▸ **Extracted information**:
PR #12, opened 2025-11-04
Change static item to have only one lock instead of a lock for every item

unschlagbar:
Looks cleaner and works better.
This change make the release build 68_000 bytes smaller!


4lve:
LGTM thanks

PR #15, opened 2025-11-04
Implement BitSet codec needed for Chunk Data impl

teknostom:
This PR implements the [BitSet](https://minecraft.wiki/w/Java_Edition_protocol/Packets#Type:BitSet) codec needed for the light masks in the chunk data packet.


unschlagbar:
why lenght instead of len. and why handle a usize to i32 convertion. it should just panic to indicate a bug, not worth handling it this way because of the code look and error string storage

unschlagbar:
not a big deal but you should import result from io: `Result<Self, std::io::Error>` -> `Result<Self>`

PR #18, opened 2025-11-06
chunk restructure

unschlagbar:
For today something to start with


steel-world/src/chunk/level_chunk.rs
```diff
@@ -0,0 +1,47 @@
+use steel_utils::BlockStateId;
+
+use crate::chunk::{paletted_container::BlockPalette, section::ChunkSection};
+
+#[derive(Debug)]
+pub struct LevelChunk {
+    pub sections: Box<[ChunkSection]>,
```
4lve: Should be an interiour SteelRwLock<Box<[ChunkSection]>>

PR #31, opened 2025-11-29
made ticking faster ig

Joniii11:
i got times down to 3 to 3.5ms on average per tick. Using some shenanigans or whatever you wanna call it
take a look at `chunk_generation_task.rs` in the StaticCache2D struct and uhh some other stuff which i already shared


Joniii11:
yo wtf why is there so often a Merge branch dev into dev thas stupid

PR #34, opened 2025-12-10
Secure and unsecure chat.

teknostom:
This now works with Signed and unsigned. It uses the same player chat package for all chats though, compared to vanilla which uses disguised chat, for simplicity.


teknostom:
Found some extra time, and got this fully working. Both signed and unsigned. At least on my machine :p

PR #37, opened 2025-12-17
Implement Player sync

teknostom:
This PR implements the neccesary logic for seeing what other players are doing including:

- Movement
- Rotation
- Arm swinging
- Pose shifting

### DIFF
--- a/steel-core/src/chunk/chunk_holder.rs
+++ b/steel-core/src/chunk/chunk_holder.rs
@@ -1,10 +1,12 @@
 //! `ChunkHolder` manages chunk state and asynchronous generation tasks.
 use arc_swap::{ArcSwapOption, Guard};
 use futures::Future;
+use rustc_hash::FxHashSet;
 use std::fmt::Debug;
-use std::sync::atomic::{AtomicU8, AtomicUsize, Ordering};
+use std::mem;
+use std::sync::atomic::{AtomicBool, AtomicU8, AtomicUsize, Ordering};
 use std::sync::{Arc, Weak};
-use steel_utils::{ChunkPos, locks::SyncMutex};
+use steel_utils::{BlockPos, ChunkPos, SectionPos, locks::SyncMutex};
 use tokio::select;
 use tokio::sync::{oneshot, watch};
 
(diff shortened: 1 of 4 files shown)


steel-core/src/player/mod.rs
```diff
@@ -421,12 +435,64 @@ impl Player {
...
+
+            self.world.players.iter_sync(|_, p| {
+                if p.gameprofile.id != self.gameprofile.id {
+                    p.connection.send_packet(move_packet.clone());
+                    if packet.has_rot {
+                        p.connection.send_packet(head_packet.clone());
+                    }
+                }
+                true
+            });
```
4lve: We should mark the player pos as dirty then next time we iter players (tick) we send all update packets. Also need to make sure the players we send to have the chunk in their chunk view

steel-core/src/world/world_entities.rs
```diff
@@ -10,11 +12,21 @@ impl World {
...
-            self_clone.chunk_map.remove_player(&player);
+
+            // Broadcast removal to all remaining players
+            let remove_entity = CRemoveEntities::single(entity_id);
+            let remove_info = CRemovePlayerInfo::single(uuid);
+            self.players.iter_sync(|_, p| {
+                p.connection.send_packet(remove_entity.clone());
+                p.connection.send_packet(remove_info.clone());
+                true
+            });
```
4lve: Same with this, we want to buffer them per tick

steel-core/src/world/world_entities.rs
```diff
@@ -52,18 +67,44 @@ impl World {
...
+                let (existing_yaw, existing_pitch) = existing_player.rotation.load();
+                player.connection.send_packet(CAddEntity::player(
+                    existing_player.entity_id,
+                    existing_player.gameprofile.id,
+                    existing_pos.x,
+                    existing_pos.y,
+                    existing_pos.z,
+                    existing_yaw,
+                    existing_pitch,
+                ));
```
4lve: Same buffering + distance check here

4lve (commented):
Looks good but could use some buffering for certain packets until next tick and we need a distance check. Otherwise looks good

▸ **Assigned task**:
Beginning with the line in which "4lve: Same buffering + distance check here" appears, print each remaining line of the listing exactly, the last line included.

▸ **Answer space**:
4lve: Same buffering + distance check here

4lve (commented):
Looks good but could use some buffering for certain packets until next tick and we need a distance check. Otherwise looks good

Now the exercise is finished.